• [TASK GOAL] Find the lines below that contain the string "dataspace". Copy each one.

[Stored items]
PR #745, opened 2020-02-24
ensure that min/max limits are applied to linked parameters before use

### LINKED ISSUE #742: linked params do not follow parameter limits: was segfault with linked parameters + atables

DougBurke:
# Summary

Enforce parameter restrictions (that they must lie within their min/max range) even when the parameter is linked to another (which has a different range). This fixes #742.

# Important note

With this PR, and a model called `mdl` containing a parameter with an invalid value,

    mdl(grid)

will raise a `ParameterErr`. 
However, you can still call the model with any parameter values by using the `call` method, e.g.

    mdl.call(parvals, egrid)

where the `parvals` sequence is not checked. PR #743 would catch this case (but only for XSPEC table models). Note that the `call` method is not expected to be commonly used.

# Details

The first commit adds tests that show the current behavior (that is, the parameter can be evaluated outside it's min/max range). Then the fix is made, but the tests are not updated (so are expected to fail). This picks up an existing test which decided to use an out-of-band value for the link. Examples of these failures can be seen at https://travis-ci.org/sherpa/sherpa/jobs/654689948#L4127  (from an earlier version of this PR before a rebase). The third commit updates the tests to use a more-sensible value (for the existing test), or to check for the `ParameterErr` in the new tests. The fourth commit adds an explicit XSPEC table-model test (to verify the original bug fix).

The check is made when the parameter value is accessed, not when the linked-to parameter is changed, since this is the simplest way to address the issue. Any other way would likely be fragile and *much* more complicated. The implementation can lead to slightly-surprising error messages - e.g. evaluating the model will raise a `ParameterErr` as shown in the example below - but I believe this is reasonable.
---
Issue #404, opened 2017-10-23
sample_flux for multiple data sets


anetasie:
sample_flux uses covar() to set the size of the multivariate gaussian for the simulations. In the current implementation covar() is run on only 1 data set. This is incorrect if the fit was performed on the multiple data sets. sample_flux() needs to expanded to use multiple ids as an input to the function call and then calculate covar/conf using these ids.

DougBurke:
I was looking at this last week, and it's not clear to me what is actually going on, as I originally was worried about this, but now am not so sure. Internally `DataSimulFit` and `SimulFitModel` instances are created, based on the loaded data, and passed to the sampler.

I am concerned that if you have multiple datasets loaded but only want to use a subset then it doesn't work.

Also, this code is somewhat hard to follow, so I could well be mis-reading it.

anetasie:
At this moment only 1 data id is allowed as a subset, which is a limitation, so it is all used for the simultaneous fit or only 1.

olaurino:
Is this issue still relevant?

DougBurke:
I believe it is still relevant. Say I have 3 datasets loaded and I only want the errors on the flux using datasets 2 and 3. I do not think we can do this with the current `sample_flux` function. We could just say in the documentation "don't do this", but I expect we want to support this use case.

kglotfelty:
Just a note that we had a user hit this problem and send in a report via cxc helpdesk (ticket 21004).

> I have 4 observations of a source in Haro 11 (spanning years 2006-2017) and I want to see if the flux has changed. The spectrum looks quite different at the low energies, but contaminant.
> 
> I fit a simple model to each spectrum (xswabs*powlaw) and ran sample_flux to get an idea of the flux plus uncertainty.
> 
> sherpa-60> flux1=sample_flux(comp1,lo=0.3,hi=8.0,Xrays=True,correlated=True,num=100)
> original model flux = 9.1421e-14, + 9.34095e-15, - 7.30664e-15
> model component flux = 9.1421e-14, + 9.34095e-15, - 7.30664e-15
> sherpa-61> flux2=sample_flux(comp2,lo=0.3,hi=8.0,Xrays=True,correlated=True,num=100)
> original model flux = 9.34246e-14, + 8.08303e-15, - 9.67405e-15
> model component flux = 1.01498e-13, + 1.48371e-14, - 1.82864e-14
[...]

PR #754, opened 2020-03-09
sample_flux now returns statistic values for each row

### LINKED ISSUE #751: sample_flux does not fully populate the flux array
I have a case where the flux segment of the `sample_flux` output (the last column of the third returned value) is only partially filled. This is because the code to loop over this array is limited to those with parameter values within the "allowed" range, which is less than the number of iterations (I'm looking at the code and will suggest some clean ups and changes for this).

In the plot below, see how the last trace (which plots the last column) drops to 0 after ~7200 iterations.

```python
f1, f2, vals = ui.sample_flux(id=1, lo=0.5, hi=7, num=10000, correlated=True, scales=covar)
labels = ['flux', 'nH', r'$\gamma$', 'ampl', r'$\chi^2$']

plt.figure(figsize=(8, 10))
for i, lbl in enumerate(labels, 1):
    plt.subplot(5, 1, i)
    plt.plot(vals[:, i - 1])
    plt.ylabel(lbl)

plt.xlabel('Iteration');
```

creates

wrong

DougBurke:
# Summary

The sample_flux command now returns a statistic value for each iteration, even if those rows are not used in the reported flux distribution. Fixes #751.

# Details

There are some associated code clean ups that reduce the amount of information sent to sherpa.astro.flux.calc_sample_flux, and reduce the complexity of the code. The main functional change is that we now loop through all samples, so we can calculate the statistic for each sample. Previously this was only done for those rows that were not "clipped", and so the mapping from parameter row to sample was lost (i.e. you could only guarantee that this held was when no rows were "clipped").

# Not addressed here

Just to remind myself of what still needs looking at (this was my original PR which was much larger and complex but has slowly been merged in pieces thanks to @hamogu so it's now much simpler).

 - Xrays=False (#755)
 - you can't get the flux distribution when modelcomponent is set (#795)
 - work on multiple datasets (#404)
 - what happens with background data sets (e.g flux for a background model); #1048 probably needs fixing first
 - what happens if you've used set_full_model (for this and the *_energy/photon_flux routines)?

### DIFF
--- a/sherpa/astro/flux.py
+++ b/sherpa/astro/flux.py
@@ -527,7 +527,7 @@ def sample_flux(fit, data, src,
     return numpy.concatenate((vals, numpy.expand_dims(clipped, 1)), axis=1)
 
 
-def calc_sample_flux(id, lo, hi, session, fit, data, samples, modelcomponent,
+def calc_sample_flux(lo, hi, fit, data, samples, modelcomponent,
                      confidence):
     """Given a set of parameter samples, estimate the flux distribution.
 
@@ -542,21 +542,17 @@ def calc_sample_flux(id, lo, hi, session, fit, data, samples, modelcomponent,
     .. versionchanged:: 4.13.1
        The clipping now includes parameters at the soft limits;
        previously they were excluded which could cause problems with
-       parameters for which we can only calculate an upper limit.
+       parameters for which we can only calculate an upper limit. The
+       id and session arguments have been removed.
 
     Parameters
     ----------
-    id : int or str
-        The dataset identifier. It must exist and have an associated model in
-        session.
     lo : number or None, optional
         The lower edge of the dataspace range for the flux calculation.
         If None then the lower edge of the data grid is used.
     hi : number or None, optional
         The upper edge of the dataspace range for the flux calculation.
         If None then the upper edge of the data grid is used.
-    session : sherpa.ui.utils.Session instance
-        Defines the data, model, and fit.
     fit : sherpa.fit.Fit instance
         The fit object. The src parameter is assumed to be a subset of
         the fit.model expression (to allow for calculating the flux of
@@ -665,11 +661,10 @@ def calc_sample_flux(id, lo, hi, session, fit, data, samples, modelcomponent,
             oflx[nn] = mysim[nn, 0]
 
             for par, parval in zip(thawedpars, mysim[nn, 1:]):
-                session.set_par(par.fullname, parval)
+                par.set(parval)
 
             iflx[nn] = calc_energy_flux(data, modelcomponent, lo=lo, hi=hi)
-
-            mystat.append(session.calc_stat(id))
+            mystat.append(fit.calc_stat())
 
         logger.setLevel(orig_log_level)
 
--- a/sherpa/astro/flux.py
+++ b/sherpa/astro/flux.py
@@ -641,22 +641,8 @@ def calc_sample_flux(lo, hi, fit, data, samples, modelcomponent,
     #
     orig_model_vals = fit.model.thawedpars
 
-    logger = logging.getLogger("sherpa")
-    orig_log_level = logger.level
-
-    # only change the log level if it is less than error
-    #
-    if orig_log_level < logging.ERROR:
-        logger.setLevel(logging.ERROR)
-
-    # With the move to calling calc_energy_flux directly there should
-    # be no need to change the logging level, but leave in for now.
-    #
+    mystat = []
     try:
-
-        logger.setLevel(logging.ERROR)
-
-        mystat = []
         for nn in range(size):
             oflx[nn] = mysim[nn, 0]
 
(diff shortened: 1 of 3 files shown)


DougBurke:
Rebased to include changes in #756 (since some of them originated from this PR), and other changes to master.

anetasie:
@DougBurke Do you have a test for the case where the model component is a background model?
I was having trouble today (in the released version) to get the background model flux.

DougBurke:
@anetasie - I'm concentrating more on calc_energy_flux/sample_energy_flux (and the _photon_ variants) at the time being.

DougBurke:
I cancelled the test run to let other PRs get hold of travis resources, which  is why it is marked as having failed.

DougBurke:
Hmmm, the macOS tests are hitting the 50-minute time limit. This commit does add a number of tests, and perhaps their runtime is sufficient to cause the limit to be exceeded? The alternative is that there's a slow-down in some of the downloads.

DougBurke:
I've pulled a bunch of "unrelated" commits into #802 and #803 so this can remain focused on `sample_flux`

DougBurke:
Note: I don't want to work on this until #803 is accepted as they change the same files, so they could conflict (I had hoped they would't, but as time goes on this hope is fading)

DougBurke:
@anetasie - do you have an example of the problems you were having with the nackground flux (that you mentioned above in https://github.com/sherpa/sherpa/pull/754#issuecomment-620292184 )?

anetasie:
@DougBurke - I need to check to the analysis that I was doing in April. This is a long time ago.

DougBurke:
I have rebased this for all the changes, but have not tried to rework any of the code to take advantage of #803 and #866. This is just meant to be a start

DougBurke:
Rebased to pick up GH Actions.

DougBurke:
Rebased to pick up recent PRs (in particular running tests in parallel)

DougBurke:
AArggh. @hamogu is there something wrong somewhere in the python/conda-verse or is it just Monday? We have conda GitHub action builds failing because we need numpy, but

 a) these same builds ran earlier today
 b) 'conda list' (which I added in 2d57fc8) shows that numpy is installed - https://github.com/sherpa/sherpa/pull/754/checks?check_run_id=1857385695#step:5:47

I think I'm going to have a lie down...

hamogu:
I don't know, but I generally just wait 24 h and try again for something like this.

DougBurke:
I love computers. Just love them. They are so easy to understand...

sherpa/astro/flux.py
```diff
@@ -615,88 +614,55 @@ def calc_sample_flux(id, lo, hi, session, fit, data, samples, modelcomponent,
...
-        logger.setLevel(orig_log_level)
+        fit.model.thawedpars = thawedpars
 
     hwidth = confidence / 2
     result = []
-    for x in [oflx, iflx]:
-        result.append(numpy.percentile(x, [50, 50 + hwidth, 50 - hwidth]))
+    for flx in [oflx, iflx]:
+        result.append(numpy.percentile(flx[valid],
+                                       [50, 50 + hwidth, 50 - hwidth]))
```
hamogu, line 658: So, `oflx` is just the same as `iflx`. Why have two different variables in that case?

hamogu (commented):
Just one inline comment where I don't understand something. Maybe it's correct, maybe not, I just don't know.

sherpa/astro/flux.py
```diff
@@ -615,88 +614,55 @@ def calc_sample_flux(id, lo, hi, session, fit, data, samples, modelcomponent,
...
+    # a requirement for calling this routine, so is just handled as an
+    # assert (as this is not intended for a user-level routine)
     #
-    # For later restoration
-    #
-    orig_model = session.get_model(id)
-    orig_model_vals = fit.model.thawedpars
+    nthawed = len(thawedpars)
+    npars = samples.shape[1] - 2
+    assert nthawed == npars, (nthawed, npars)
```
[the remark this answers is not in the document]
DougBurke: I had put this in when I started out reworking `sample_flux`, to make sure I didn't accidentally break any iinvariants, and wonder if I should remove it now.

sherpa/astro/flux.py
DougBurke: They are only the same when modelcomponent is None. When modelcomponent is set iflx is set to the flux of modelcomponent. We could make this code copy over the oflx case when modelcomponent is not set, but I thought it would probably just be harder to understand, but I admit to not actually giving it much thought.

• [ANSWER FOR THIS EXERCISE]
         The lower edge of the dataspace range for the flux calculation.
         The upper edge of the dataspace range for the flux calculation.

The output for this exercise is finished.